===== RECORD EXCERPTS =====

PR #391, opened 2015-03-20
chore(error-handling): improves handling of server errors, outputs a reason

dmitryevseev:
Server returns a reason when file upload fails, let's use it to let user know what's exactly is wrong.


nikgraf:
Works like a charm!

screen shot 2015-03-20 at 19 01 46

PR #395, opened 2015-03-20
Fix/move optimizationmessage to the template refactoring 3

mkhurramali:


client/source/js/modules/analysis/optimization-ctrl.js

=====
===== RECORD EXCERPTS =====

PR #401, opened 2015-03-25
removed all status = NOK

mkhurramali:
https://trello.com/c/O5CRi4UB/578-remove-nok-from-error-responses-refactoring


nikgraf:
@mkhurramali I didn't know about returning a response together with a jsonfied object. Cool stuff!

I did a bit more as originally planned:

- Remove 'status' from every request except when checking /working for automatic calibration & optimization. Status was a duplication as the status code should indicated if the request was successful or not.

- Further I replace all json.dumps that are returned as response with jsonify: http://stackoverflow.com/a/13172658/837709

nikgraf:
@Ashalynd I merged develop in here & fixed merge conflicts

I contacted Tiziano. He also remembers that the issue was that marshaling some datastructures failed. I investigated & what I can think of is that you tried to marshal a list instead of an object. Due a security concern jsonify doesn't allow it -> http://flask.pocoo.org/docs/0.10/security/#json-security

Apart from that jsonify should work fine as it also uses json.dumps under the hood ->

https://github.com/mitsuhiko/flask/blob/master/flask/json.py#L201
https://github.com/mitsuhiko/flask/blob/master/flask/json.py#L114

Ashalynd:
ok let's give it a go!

=====

*BRIEF:* Taking the lines above, repeat exactly those from the line that contains "PR #391, opened 2015-03-20" through the line that contains "client/source/js/modules/analysis/optimization-ctrl.js", and both of those lines as well. Include nothing else.

*ANSWER TO THIS EXERCISE:*
PR #391, opened 2015-03-20
chore(error-handling): improves handling of server errors, outputs a reason

dmitryevseev:
Server returns a reason when file upload fails, let's use it to let user know what's exactly is wrong.


nikgraf:
Works like a charm!

screen shot 2015-03-20 at 19 01 46

PR #395, opened 2015-03-20
Fix/move optimizationmessage to the template refactoring 3

mkhurramali:


client/source/js/modules/analysis/optimization-ctrl.js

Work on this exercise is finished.